==== SUPPLIED ENTRIES
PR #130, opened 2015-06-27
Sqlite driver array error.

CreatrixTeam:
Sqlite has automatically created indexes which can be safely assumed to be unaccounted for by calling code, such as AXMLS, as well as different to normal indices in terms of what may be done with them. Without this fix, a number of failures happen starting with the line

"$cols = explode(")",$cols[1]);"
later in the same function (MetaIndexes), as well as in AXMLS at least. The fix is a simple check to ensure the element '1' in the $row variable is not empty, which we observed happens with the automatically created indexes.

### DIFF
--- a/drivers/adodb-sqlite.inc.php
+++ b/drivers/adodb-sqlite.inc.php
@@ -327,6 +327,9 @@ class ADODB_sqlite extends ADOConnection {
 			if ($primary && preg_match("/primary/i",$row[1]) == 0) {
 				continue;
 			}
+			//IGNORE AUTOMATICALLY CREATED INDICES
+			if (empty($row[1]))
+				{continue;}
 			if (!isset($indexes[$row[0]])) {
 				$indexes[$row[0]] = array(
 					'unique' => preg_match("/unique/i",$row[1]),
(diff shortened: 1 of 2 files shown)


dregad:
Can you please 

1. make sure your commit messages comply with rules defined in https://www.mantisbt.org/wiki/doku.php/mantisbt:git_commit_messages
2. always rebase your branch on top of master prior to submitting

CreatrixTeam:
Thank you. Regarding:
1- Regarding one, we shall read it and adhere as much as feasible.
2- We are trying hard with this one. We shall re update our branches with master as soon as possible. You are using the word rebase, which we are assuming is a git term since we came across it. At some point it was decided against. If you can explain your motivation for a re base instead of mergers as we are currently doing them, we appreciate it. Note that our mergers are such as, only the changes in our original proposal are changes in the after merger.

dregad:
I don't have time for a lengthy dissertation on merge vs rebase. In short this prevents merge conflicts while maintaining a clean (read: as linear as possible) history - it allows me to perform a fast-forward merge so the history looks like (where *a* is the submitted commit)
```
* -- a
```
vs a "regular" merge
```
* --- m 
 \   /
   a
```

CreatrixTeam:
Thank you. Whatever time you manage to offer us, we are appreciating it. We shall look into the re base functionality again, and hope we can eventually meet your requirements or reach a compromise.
========
==== SUPPLIED ENTRIES
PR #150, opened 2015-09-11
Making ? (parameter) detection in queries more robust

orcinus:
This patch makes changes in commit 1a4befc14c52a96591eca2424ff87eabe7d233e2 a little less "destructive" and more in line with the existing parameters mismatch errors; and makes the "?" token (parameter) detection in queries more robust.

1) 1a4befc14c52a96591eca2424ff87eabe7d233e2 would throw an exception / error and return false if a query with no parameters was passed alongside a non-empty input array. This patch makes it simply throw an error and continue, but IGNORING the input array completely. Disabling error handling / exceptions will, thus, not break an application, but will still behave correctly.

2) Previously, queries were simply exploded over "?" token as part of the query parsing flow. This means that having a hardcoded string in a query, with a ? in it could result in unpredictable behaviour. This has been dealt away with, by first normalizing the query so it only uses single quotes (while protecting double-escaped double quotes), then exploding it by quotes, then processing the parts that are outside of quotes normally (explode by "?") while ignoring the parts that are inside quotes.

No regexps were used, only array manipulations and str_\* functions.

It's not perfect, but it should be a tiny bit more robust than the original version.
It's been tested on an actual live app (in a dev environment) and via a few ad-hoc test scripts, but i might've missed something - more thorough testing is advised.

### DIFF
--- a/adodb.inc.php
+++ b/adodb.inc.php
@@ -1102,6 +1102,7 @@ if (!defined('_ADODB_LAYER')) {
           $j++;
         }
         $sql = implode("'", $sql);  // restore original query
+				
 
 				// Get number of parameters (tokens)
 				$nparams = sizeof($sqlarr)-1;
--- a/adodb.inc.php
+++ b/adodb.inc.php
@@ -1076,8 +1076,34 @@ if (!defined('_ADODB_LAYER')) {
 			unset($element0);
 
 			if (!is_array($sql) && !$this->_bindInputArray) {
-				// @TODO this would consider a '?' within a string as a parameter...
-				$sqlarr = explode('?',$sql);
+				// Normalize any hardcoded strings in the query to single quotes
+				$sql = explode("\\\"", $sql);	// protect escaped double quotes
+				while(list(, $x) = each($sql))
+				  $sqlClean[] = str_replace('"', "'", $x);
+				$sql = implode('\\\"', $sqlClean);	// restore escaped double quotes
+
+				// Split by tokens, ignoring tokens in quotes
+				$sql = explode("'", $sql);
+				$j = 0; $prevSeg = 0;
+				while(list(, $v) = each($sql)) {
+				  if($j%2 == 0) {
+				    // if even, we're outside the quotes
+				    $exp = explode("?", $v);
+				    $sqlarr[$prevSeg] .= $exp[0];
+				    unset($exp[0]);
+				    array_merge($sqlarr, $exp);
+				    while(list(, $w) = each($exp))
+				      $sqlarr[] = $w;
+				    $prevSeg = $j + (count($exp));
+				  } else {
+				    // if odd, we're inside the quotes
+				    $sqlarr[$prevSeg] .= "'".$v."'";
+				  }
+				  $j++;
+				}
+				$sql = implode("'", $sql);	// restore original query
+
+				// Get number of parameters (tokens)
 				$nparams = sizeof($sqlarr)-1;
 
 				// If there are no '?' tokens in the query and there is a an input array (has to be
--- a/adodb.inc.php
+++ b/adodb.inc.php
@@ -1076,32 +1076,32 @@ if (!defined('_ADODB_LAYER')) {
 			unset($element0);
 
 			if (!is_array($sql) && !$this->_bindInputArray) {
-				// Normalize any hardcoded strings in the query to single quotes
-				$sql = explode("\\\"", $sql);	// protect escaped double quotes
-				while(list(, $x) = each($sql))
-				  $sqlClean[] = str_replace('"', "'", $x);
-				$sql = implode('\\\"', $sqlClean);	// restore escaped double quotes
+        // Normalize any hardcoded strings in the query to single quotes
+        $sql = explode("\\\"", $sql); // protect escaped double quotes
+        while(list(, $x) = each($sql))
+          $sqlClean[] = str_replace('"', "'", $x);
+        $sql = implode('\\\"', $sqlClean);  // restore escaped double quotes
========
REQUIREMENT - Considering only the material above, set down every line from the one with "PR #130, opened 2015-06-27" to the one with "Sqlite has automatically", inclusive, exactly as written.

TASK RESPONSE -
PR #130, opened 2015-06-27
Sqlite driver array error.

CreatrixTeam:
Sqlite has automatically created indexes which can be safely assumed to be unaccounted for by calling code, such as AXMLS, as well as different to normal indices in terms of what may be done with them. Without this fix, a number of failures happen starting with the line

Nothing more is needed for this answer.